Key Points:
- Global currency markets remain jittery as traders await a final 8:00 p.m. ET deadline for Iran to reopen the Strait of Hormuz.
- The United States dollar continues to trade near multi-year highs as investors seek safety amid intense geopolitical conflict.
- President Donald Trump threatened to destroy Iranian infrastructure in a single night if the blockade did not end immediately.
- Currency analysts warn that even a potential U.S. withdrawal from the conflict will not guarantee the reopening of vital shipping lanes.
Global financial markets remain highly tense on Tuesday. Traders across all major regions nervously watch the clock as they count down to a United States-imposed deadline for Iran to open the Persian Gulf to commercial shipping. If the Iranian regime refuses to comply by 8:00 p.m. Eastern Time, President Donald Trump has promised to launch devastating attacks against the country’s critical infrastructure. The ongoing war in the Middle East, combined with the effective closure of the Strait of Hormuz, continues to send global energy prices soaring.
Investors currently flee to the safety of the United States dollar as the most effective “safe haven” asset. This rush for safety pushed the greenback higher, particularly across Asian markets. While hopes for a breakthrough deal helped prevent further panic buying during the Easter holiday, market participants remain extremely cautious. Few investors feel brave enough to sell their dollar holdings before they hear what happens at the president’s 8:00 p.m. deadline.
In the currency markets, the Japanese yen traded at 159.67 against the dollar. This level sits dangerously close to multi-decade lows and approaches the exact price points that forced Japanese authorities to intervene in the market back in 2024. Meanwhile, the euro held at $1.1539, and the British pound fetched $1.3235. Both of these major currencies currently trade slightly above the multi-month lows they hit late in March.
Brent Donnelly, president at Spectra Markets, explained that the market remains heavily invested in the U.S. dollar just in case the conflict escalates further. However, he noted that positive trading in stocks and gold puts a temporary lid on further dollar gains. “It’s hard to make any high-confidence predictions here,” Donnelly said. “We wait for 8 p.m. and see what type of attacks Iran and the U.S./Israel launch in the meantime.”
The president amplified his threats on Monday. He suggested Iran could be “taken out” in a single night and hinted that the night might be the one immediately following his deadline. He explicitly vowed to destroy Iranian power plants and bridges, brushing off warnings from human rights advocates that such actions could constitute war crimes or permanently alienate the Iranian population. Tehran, for its part, rejected a temporary ceasefire, demanding a permanent end to the war instead. Tensions reached a new high after Israel claimed responsibility for killing a top Iranian intelligence official and striking a petrochemical plant in southern Iran.

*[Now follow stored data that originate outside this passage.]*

PR #1994, opened 2026-06-18
HDPI-7091: remove duplicate documents in case file view

gmmagruder:
### Jira link

See [HDPI-7091](https://tools.hmcts.net/jira/browse/HDPI-7091)

### Change description

Remove documents that appear in case details tab from allDocuments so that they only appear once when viewing the case file view.

### Testing done

  * [ ] Yes
  * [ ] No

### Checklist


src/main/java/uk/gov/hmcts/reform/pcs/ccd/view/DocumentsView.java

While the U.S. dollar currently dominates, some currencies are showing signs of life. The Australian dollar and the New Zealand dollar, which both tumbled significantly when Iranian strikes on energy infrastructure intensified in late March, nudged higher to $0.6917 and $0.5714, respectively. Despite this modest recovery, trading remains incredibly tentative. Other regional currencies tell a much grimmer story. The South Korean won remains trapped on the weak side of 1,500, a level typically seen only during severe financial crises like those in 2009 or the late 1990s. Furthermore, the Indonesian rupiah hit a brand-new record low on Monday.
Analysts at the Commonwealth Bank of Australia suggest the dollar might ease slightly in the very near term if the market believes the U.S. will successfully “end” the war in Iran. However, they provided a very sobering reminder for the global economy. “There are three participants in the war: the U.S., Israel, and Iran,” the analysts wrote in a note. “What matters for the world economy and currencies is whether the Strait of Hormuz is open. The U.S. leaving the conflict does not reopen the Strait.”
Indeed, with roughly $1 billion in daily trade value at stake, the waterway’s operational status remains the primary variable for traders. Even if political rhetoric suggests a path to peace, ships will not move unless the physical threat of attack disappears. Until the shipping lanes reopen, the dollar will likely remain investors’ favorite choice amid fears of a wider regional conflagration.